(Saved entries)
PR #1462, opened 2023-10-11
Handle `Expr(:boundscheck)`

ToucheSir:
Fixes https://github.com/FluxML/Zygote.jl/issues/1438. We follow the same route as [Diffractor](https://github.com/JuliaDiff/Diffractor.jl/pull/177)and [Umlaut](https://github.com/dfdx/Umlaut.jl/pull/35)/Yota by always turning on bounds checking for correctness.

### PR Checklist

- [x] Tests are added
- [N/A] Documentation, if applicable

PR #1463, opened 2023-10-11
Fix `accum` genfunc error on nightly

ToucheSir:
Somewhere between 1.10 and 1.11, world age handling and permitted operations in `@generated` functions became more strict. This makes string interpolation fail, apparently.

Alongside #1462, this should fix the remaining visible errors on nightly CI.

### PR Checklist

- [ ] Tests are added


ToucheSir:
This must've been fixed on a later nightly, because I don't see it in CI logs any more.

* **What is being asked**: Please transcribe each entry exactly, keeping every word as it is.

* **Result of the exercise**:
PR #1462, opened 2023-10-11
Handle `Expr(:boundscheck)`

ToucheSir:
Fixes https://github.com/FluxML/Zygote.jl/issues/1438. We follow the same route as [Diffractor](https://github.com/JuliaDiff/Diffractor.jl/pull/177)and [Umlaut](https://github.com/dfdx/Umlaut.jl/pull/35)/Yota by always turning on bounds checking for correctness.

### PR Checklist

- [x] Tests are added
- [N/A] Documentation, if applicable

PR #1463, opened 2023-10-11
Fix `accum` genfunc error on nightly

ToucheSir:
Somewhere between 1.10 and 1.11, world age handling and permitted operations in `@generated` functions became more strict. This makes string interpolation fail, apparently.

Alongside #1462, this should fix the remaining visible errors on nightly CI.

### PR Checklist

- [ ] Tests are added


ToucheSir:
This must've been fixed on a later nightly, because I don't see it in CI logs any more.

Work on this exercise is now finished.